In Romania, Project HOPE is helping to improve maternal and newborn health outcomes through strengthening health professional capacity in evidence-based care protocols.
Despite recent improvements, Romania continues to face challenges in reducing preventable deaths among newborns. In 2016, the country’s neonatal mortality rate was nearly double the average rate of European Union members.
Improving maternal and neonatal mortality in Romania has been a priority of Project HOPE’s since 1992. Our current program began in 2008 through a partnership with the University Children’s Hospital (UCH) of Krakow, Poland and the Dr. Ioan Aurel Sbraceo Hospital in Brasov. Together, we established the Neonatal Medical Exchange Program in effort to strengthen health professional capacity in evidence-based newborn care protocols and techniques.
The Neonatal Medical Exchange Program includes the NICU of the Brasov Maternity Hospital and a regional network of maternity hospitals working together to reduce preventable deaths and disabilities of newborns and their mothers in the Brasov region of Romania. Using “Train the Trainer” methodology, medical specialists from Romania have been trained by consultants from Poland’s UCH in topics such as perinatal infection prevention, ultrasonography and patient safety.
The program has been implemented in multiple phases since it began. Most recently, the program introduced more advanced and up-to-date treatment techniques at the hospital including therapeutic hypothermia and effective conventional and high-frequency ventilation for preterm newborns.

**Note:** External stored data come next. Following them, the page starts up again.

PR #4466, opened 2025-03-24
Modernize the task-list UI

theskumar:
### Notable changes:

- Show tasks in chronological order
- Add relative timestamp against each tasks
- Review view button to save some spaces and make the row clickable
- Update the tasks copy to include the fund name and application id
- admin bar sub-heading truncates now for submissions with long title

### Worth considering (up for discussion):

- should be update and make use of `[fund_name] #{application_id}` as generic indentier for applications instead of the current "title" only.
- When it comes to selecting a main fund name, should use priorities name of the "round" or name of the "fund" from which the round is derived.

## Internal changes

Included `fund_name` and `application_id` on both the submission and project instance to easily access them, while abstracting the complexity around fallback on submission.id when the `submission.public_id` is missing

Screenshot 2025-03-24 at 8  59 02

### DIFF
--- a/hypha/apply/activity/templates/activity/notifications.html
+++ b/hypha/apply/activity/templates/activity/notifications.html
@@ -35,7 +35,7 @@
                             <div class="relative timeline-item" id="communications#{{ activity.id }}">
                                 {% ifchanged activity.source.id %}
                                     <div class="py-0.5 mt-4 bg-gray-100 ps-5 pe-2 border-s-2 border-slate-300">
-                                        <span class="text-sm font-semibold text-fg-muted">{{ activity.source_content_type.name|source_type }}</span> <a href="{{ activity.source.get_absolute_url }}">{{ activity.source.fund_name }} #{{ activity.source.application_id }}: {{ activity.source.title|capfirst|truncatechars:50|truncatechars:50 }}</a>
+                                        <span class="text-sm font-semibold text-fg-muted">{{ activity.source_content_type.name|source_type }}</span> <a href="{{ activity.source.get_absolute_url }}">{{ activity.source.fund_name }} #{{ activity.source.application_id }}: {{ activity.source.title|capfirst|truncatechars:50 }}</a>
                                     </div>
                                 {% endifchanged %}
                                 <div
--- a/hypha/apply/activity/templates/activity/notifications.html
+++ b/hypha/apply/activity/templates/activity/notifications.html
@@ -35,7 +35,7 @@
                             <div class="relative timeline-item" id="communications#{{ activity.id }}">
                                 {% ifchanged activity.source.id %}
                                     <div class="py-0.5 mt-4 bg-gray-100 ps-5 pe-2 border-s-2 border-slate-300">
-                                        <span class="text-sm font-semibold text-fg-muted">{{ activity.source_content_type.name|source_type }}</span> <a href="{{ activity.source.get_absolute_url }}">{{ activity.source.title|capfirst }}</a>
+                                        <span class="text-sm font-semibold text-fg-muted">{{ activity.source_content_type.name|source_type }}</span> <a href="{{ activity.source.get_absolute_url }}">{{ activity.source.fund_name }} #{{ activity.source.application_id }}: {{ activity.source.title|capfirst|truncatechars:50|truncatechars:50 }}</a>
                                     </div>
                                 {% endifchanged %}
                                 <div
--- a/hypha/apply/determinations/templates/determinations/includes/determination_button.html
+++ b/hypha/apply/determinations/templates/determinations/includes/determination_button.html
@@ -1,6 +1,9 @@
 {% load i18n determination_tags workflow_tags %}
 {% if request.user|show_determination_button:submission %}
-    <a target="_blank" href="{% url 'apply:submissions:determinations:form' submission_pk=submission.id %}" class="button button--primary button--full-width {{ class }}">
+    <a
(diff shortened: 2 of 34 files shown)


hypha/settings/base.py
```diff
@@ -63,9 +63,9 @@
     "SUBMISSIONS_ARCHIVED_ACCESS_STAFF_ADMIN", True
 )
 
-# Possible values are: "public_id" and "title"
+# Possible values are: "application_id", "fund_name" and "title"
 SUBMISSION_TITLE_TEXT_TEMPLATE = env(
-    "SUBMISSION_TITLE_TEMPLATE", default="{title} (#{public_id})"
+    "SUBMISSION_TITLE_TEMPLATE", default="{fund_name} #{application_id} - {title}"
```
theskumar: I find this format more easy to digest, what your thoughts on it? Keep or revert? @frjo @wes-otf

hypha/apply/todo/options.py
```diff
@@ -62,23 +62,23 @@
     # :todo: actions for multiple stages of submission
     SUBMISSION_DRAFT: {
         "text": _(
-            'A Submission draft [<span class="truncate inline-block max-w-32 align-bottom ">{related.title}</span>]({link} "{related.title}") is waiting to be submitted'
+            '<span class="text-xs">{related.fund_name} #{related.application_id}</span><br>A draft application <span class="truncate inline-block max-w-32 align-bottom ">"{related.title}")</span> is waiting to be submitted'
```
frjo: `")</span>` This close parenthesis is a left over it looks like.

theskumar: yep

theskumar:
@frjo Following our discussion yesterday, where we noted that `title` is more frequently used than `Round/Lab name` and the application id, I've changed the default `SUSUBMISSION_TITLE_TEXT_TEMPLATE` back to `{title} (#id)`.

I've retained the fund and id in the tasks list for a gradual, non-intrusive trial and adoption of the new format. If the staff finds it beneficial to include ids and fund names as a straightforward way to identify applications, we can consider implementing it in additional areas.

hypha/apply/activity/templates/activity/notifications.html
```diff
@@ -35,7 +35,7 @@
                             <div class="relative timeline-item" id="communications#{{ activity.id }}">
                                 {% ifchanged activity.source.id %}
                                     <div class="py-0.5 mt-4 bg-gray-100 ps-5 pe-2 border-s-2 border-slate-300">
-                                        <span class="text-sm font-semibold text-fg-muted">{{ activity.source_content_type.name|source_type }}</span> <a href="{{ activity.source.get_absolute_url }}">{{ activity.source.title|capfirst }}</a>
+                                        <span class="text-sm font-semibold text-fg-muted">{{ activity.source_content_type.name|source_type }}</span> <a href="{{ activity.source.get_absolute_url }}">{{ activity.source.fund_name }} #{{ activity.source.application_id }}: {{ activity.source.title|capfirst|truncatechars:50|truncatechars:50 }}</a>
```
frjo: One to many `truncatechars`?

hypha/apply/determinations/templates/determinations/includes/determination_button.html
```diff
@@ -1,6 +1,9 @@
 {% load i18n determination_tags workflow_tags %}
 {% if request.user|show_determination_button:submission %}
-    <a target="_blank" href="{% url 'apply:submissions:determinations:form' submission_pk=submission.id %}" class="button button--primary button--full-width {{ class }}">
+    <a
+        href="{% url 'apply:submissions:determinations:form' submission_pk=submission.id %}"
+        class="button button--primary button--full-width {{ class }}"
+    >
```
frjo, line 6: I'm not fond of `target="_blank"` but it makes some sense here (but less now that we have the option to view the submission in place). It has also been in place for years for determinations and reviews so staff is used to it.

If we make a change it should be in both places.

frjo (changes requested):
Good changes overall! Like the `application_id()` function.

Some minor items needs a look.

hypha/apply/todo/options.py
```diff
@@ -220,11 +222,17 @@ def get_task_template(request, task, **kwargs):
         "link": link_to(related_obj, request),
     }
     if task.code == COMMENT_TASK:
-        # Replace all newlines with spaces
-        template_kwargs["msg"] = " ".join(related_obj.message.splitlines())
+        # Replace all newlines with spaces and truncate to 60 characters
+        message = " ".join(related_obj.message.splitlines())
+        if len(message) > 60:
+            template_kwargs["msg"] = message[:57] + "..."
```
frjo: I prefer using `…` instead of `...`.

hypha/apply/activity/templates/activity/notifications.html
theskumar: yep

hypha/apply/todo/options.py
theskumar: sure

hypha/apply/determinations/templates/determinations/includes/determination_button.html
theskumar: I believe, any person if they really want to have two tabs they would know how to do it, and in most cases they might be just reading the determination and in that case they simply want to view it. 

I'll make an update to reviews.

theskumar: Removed from review button

frjo (approved):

HOPE also broadened its scope of activities to focus on the most important maternal care principles such as external and internal CTG (cardiotocography) fetal monitoring during pregnancy and labor.
Project HOPE’s efforts in Romania have contributed to a decrease in neonatal mortality rates at the Brasov Maternity Hospital. Our successful approach in Romania led to a similar three-year program model currently being implemented in Papa, Hungary.
Our History in Romania
Project HOPE launched in Romania in 1991 with a nationwide infant Hepatitis B immunization campaign. We shipped 750,000 doses of Hepatitis B vaccines and the supplies needed to administer them, followed by antibiotics, influenza vaccines and other medical supplies valued at $8.2 million.
In 1992, we initiated a program to improve maternal and child health in Romania by training nursing faculty in nursing theory and by developing model clinical units that exemplified contemporary nursing practice. We also donated OB/GYN equipment to the Dr. Ioan Aurel Sbraceo Hospital in Brasov in 2000.